→ Problem to solve:
Your answer should repeat every line of the records below in which the word "flushes" appears.

Collected data entries
'''

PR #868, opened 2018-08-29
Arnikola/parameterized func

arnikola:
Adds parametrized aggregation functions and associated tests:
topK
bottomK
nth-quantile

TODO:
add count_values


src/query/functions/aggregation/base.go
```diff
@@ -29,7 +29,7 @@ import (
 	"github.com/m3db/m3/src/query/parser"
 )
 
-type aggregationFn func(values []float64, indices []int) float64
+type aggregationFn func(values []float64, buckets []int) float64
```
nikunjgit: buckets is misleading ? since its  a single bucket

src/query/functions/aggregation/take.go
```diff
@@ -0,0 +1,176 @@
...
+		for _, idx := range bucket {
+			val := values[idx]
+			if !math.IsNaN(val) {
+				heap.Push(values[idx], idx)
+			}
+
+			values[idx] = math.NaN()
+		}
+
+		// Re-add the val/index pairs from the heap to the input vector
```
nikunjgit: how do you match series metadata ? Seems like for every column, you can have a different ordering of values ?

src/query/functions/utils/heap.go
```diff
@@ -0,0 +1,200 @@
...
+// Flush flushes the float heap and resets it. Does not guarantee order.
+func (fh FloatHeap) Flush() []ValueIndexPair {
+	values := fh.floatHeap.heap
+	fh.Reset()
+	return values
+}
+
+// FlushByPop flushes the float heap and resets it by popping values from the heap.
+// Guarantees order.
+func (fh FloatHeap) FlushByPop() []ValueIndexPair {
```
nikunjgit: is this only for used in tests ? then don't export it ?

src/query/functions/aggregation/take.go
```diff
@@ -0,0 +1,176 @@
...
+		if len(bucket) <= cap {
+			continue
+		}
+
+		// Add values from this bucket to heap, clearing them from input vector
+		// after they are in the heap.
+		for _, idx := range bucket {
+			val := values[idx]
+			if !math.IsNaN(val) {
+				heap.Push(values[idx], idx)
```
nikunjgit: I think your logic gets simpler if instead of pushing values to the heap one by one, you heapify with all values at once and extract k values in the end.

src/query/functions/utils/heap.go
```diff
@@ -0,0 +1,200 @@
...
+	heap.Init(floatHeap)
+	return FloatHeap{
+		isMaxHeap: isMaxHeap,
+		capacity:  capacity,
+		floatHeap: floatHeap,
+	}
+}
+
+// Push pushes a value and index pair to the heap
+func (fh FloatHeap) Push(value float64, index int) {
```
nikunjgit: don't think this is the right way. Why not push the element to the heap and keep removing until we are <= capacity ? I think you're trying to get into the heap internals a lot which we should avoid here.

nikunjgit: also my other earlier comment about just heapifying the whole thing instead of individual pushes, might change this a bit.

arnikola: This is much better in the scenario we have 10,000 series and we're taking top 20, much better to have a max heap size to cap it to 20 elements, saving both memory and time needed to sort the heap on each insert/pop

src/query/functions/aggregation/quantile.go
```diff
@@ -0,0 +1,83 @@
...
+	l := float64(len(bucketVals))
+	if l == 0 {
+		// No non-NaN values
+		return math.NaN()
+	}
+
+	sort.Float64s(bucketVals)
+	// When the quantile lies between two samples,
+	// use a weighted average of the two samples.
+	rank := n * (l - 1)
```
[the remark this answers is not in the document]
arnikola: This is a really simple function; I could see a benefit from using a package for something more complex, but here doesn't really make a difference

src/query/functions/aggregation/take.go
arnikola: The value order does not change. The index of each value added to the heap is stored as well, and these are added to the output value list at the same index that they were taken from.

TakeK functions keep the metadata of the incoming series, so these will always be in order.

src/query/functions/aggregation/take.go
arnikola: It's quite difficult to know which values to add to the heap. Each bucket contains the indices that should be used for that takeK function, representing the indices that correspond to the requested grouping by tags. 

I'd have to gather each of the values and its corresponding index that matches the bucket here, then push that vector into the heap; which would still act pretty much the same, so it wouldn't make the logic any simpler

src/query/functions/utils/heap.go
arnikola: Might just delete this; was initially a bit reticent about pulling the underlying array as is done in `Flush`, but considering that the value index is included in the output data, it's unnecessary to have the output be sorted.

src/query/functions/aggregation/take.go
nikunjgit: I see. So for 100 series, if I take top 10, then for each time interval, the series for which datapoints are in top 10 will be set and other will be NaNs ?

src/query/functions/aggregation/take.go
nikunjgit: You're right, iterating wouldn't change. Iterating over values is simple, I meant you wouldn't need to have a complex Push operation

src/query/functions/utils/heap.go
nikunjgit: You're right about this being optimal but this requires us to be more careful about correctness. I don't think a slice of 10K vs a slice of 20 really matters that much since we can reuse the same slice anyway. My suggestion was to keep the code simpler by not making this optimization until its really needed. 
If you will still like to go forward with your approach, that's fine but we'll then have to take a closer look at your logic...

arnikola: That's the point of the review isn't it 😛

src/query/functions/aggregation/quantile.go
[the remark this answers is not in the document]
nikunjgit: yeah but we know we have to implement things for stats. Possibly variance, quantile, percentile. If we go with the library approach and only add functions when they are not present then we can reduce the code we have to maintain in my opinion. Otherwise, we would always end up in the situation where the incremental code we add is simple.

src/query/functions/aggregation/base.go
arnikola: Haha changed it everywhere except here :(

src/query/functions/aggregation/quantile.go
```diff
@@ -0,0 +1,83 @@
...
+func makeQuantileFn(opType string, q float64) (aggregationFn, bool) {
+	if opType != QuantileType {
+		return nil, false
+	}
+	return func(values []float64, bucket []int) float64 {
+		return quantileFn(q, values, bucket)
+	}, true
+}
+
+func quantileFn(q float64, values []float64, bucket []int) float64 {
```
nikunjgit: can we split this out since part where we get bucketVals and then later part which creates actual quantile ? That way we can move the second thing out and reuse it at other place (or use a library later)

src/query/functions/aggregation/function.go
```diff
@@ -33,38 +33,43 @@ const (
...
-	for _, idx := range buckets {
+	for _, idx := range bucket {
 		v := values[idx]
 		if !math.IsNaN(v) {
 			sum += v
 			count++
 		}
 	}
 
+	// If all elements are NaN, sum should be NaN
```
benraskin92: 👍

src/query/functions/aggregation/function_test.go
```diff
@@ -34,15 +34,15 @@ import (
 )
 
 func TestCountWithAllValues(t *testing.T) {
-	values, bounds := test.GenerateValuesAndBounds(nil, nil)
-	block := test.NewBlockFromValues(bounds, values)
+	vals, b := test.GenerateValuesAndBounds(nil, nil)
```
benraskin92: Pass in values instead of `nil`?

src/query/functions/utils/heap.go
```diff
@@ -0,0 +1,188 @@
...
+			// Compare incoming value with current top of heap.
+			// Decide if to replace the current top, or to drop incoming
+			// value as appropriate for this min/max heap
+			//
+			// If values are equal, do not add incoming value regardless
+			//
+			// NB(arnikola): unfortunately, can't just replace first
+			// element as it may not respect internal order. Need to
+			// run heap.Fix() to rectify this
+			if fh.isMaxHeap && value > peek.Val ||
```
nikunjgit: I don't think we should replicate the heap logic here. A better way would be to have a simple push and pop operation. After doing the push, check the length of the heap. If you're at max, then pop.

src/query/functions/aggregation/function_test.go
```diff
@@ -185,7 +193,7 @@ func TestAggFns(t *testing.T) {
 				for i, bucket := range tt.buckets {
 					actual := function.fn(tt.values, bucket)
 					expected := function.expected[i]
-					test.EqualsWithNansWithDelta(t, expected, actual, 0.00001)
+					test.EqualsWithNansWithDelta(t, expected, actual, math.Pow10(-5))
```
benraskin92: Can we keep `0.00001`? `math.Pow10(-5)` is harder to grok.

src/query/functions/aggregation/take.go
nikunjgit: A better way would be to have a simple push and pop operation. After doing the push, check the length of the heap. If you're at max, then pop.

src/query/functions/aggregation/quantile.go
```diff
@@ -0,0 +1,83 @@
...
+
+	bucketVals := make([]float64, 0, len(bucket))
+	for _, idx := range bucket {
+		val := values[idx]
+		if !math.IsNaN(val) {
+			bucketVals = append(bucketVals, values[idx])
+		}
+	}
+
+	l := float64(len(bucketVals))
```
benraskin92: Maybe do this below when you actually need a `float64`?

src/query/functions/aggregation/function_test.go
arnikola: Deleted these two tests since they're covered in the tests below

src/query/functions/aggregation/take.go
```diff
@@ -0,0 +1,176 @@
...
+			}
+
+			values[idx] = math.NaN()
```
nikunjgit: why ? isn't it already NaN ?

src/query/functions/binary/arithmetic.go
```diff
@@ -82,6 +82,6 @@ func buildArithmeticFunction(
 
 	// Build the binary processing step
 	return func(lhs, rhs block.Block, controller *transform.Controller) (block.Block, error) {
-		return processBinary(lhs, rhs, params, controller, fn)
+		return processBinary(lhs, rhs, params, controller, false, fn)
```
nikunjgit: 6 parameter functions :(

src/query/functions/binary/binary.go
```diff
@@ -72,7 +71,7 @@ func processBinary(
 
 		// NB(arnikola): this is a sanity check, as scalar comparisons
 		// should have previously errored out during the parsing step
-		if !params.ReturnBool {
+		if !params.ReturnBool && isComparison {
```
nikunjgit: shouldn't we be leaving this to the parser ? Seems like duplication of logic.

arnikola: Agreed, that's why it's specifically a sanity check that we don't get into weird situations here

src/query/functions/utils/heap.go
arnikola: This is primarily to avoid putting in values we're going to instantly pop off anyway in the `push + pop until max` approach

'''
'''

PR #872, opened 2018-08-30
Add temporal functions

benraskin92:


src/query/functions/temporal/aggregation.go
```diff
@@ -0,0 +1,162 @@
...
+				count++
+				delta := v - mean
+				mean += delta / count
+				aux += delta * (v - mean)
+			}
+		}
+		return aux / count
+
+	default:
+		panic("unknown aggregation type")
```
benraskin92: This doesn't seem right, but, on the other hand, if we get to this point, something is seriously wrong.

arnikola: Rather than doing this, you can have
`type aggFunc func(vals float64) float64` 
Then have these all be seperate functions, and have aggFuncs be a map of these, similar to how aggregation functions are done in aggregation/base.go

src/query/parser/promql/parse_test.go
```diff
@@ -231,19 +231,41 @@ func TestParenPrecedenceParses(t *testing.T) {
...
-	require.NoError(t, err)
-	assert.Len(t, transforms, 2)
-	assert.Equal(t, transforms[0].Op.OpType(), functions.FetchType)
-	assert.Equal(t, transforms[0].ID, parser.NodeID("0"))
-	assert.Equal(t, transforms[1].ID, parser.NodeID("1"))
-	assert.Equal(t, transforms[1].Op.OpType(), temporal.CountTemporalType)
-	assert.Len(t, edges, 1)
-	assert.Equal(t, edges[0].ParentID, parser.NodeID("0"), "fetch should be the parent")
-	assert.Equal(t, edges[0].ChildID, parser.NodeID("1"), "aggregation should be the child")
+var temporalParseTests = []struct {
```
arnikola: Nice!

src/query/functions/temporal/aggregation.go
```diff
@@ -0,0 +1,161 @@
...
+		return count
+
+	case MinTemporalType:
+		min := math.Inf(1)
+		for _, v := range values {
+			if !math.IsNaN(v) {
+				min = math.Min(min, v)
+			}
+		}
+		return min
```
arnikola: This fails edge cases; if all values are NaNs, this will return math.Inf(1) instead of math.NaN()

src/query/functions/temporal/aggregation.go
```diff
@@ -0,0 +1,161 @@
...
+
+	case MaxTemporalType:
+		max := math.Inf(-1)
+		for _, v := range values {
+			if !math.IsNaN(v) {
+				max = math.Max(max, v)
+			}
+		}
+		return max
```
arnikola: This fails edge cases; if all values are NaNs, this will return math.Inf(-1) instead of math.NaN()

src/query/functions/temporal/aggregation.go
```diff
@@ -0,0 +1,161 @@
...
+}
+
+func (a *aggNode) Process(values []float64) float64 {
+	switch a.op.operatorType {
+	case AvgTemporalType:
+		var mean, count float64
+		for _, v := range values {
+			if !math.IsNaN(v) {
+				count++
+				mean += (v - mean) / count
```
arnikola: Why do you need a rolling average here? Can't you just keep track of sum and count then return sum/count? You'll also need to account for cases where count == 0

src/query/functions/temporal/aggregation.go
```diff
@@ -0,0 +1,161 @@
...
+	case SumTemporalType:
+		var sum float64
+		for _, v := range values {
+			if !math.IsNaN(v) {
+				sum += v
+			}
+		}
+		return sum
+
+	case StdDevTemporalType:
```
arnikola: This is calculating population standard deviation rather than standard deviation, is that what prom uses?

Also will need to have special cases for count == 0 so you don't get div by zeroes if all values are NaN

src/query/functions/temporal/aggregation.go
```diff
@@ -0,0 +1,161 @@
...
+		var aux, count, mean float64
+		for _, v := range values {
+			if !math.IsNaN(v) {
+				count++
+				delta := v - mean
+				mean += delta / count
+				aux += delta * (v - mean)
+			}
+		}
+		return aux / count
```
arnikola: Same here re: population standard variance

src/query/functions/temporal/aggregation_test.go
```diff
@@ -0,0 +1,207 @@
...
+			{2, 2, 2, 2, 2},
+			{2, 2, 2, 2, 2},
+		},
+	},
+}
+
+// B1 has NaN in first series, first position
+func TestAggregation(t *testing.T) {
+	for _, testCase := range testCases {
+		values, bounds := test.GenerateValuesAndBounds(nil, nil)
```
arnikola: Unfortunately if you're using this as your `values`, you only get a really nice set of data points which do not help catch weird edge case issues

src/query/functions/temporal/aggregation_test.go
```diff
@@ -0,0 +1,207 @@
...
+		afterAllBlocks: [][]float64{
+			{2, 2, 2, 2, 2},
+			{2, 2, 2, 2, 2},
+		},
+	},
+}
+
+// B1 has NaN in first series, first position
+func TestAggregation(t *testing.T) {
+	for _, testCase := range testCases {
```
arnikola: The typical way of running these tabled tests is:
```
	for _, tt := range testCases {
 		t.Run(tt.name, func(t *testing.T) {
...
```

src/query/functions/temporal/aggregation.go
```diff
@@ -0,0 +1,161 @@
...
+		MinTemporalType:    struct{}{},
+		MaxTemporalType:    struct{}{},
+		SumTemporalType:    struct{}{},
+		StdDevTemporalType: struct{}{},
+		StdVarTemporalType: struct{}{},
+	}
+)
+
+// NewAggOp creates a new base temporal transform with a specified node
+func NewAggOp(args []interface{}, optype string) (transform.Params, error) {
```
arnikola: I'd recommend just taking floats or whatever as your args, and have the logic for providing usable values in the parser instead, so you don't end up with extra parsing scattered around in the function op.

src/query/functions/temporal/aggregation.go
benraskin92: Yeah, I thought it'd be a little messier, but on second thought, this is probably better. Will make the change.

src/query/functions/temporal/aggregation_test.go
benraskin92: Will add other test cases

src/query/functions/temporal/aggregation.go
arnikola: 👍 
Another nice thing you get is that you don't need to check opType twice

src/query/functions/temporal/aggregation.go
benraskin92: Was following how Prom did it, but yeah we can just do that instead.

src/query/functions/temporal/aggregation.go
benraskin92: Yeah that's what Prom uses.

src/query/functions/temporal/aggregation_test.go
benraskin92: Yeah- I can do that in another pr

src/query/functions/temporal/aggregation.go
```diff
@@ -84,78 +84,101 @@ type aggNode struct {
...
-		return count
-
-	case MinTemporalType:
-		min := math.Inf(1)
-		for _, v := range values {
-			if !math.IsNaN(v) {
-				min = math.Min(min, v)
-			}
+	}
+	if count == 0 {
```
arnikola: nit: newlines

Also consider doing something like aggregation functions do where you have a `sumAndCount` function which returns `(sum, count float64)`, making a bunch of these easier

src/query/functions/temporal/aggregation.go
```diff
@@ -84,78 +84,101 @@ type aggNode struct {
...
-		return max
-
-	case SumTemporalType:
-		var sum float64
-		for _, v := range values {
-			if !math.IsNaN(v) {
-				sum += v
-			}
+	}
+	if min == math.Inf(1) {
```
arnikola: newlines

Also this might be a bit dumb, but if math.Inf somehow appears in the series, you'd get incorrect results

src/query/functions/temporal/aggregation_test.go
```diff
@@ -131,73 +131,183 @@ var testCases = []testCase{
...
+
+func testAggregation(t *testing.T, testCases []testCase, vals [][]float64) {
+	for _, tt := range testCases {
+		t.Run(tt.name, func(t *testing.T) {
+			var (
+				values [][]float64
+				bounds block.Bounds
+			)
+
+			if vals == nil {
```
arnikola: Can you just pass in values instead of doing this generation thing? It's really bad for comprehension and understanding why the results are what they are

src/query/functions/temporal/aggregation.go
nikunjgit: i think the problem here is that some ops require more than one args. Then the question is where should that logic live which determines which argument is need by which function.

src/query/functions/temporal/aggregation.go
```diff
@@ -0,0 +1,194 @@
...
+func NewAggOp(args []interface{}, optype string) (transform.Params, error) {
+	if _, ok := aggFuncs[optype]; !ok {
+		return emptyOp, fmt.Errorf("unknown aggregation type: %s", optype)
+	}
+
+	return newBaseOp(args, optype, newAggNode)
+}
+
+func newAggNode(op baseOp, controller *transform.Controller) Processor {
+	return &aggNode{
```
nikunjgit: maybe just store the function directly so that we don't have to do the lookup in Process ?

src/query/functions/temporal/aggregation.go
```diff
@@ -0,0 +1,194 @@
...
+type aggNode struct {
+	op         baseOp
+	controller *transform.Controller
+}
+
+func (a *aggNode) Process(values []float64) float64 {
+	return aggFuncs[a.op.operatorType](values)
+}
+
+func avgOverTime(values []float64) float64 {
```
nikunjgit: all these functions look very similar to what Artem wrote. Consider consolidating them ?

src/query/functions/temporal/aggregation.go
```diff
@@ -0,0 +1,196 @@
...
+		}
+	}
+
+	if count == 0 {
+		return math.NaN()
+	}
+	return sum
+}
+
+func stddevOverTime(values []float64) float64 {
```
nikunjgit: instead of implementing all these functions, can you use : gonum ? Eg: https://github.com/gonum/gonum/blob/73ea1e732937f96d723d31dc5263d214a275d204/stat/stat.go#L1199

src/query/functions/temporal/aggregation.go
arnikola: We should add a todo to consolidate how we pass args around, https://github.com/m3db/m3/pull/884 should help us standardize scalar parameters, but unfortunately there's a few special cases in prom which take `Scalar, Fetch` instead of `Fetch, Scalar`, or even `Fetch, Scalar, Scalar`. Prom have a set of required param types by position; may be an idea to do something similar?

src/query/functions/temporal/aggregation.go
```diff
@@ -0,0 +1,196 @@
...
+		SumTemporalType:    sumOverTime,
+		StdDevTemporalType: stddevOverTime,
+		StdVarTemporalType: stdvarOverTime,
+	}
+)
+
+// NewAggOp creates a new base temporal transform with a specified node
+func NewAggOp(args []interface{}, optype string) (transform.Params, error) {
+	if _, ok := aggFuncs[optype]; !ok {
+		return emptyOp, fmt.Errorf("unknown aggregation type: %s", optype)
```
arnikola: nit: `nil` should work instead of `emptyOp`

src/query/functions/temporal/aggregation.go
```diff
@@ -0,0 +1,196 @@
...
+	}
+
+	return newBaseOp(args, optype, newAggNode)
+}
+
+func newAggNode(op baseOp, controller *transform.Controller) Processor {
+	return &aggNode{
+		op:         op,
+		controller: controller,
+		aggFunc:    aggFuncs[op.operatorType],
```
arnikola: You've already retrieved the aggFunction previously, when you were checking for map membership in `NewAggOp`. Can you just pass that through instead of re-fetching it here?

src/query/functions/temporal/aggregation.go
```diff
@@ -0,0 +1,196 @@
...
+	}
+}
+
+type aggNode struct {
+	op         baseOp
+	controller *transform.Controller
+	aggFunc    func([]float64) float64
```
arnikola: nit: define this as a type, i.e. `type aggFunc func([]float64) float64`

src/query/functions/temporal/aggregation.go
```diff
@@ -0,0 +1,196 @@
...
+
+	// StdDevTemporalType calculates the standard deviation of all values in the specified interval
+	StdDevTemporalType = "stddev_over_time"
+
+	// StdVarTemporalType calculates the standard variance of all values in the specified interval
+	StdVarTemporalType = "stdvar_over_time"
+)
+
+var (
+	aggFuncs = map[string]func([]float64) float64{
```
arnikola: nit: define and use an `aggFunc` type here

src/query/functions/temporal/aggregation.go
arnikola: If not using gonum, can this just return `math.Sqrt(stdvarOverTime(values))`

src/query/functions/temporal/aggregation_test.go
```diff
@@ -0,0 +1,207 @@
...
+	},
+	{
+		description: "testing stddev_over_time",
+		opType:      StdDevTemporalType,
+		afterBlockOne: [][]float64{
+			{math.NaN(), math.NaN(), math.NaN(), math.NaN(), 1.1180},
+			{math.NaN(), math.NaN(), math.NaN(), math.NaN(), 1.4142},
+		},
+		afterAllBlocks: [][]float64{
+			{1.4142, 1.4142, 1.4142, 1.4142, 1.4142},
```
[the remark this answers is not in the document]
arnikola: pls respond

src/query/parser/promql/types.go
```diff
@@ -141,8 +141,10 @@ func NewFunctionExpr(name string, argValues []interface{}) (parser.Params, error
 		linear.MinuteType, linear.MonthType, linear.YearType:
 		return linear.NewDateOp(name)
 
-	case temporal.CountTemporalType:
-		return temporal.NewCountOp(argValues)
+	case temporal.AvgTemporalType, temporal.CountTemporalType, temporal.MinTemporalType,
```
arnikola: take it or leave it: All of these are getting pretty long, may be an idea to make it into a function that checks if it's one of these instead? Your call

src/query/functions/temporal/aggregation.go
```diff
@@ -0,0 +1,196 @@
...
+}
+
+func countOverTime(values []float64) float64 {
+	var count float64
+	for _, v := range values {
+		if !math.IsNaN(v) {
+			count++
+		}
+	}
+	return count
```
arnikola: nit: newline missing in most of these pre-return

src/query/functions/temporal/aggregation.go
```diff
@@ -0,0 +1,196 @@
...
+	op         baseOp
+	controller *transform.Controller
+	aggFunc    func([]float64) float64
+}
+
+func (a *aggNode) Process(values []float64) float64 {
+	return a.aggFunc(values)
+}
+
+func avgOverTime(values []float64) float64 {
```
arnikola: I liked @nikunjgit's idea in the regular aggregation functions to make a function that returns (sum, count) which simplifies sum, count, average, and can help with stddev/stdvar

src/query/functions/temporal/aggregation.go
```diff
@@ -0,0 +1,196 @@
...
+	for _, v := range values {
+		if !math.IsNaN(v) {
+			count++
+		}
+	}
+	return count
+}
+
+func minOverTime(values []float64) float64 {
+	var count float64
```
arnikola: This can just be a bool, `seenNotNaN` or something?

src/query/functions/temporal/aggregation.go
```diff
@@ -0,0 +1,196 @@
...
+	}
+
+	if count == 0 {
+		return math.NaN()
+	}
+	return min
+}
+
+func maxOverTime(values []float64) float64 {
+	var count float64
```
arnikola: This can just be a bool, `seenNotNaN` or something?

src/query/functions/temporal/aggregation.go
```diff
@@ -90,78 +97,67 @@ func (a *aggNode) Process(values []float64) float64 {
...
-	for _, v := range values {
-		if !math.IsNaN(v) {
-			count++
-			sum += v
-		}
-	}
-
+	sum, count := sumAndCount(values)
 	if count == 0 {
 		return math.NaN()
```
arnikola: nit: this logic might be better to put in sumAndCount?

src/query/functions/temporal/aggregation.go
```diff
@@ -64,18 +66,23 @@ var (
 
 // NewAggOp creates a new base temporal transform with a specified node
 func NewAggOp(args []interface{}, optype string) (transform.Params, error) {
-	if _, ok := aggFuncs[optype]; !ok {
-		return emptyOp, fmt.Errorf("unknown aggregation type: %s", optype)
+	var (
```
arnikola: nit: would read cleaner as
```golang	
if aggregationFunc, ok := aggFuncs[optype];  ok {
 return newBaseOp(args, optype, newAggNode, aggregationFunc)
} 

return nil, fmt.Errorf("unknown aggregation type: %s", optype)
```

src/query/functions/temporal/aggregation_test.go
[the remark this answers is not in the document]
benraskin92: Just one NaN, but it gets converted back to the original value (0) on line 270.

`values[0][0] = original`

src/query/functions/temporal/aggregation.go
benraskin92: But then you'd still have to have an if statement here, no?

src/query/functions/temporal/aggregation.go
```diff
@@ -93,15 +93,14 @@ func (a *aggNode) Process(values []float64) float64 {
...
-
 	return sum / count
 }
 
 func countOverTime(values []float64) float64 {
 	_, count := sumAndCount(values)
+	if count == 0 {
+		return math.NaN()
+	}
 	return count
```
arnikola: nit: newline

'''

→ Exercise output:
+// Flush flushes the float heap and resets it. Does not guarantee order.
+// FlushByPop flushes the float heap and resets it by popping values from the heap.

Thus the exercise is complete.